Three members of her family also received sentences of nine, seven and five years for their roles.
But, even as she began her sentence, Mags – who had a string of previous convictions for assault, breach of the peace and fraud – contacted the Stirling Observer from jail to insist she was the victim of 'conspiracy and a set-up' and insisted she only pled guilty to drug dealing to protect her elderly husband John, known locally as Smacks.
Mags told us: 'I had no alternative but to plead guilty; he's 72 now and I just couldn't let all this go on for his sake.
'I was just watching him go more and more downhill and I eventually gave in.'
Asked why so many people had been willing to testify against her, she claimed they had been put under pressure either by being threatened with being put on indictment themselves or because they were addicts who became prepared to say anything just so they would be let away for their next fix.
Claims that Mags was one of the main beneficiaries of an operation which was raking in at least £200,000 a year from drug dealing, were also rubbished by her.
'I am in over my head in debt,' she said, adding if any cash was found it had nothing to do with her.
But after she plead guilty, families came out accusing Mags herself of peddling drugs to their children and relatives, including in some cases going as far as to blame her for their drug-related deaths.
She said: 'These stories are rubbish. I never ever agreed to members of my family selling drugs. But at the end of the day they are adults and free to make up their own minds whatever they do.'
Asked why so many people were willing to 'shop' her, she said: 'There are people out there who hate the Haneys for reasons I don't really know.'
Asked if her notoriety had been her downfall and if she had courted publicity she said: 'Never. I fought a cause for justice for the innocent children of our nation. Why shouldn't I have done that?'
Haney eventually served six years in Cornton Vale Women's Prison, before being released in 2009.

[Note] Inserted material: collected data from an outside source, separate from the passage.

PR #55, opened 2019-07-18
Add support for installing dependencies through yarn

lukasberger:
Function dependencies are now installed using yarn when yarn.lock is
present in the application source code.


stew-r:
Nice!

In jail, she battled cervical cancer and her health began to decline, and latterly she was using a wheelchair.
A larger than life character who at various times both revelled in and rued her notoriety, her dry sense of humour was on display as she spoke to a Stirling Observer reporter while on day release from prison and sitting in an otherwise packed McDonalds in Stirling - surrounded by empty tables.
'Look at this lot,' she laughed. 'What do they think I'm going to do? I'm a pensioner with cancer and a walking stick...'
The six-part series will be available on BBC Sounds from Friday August 8.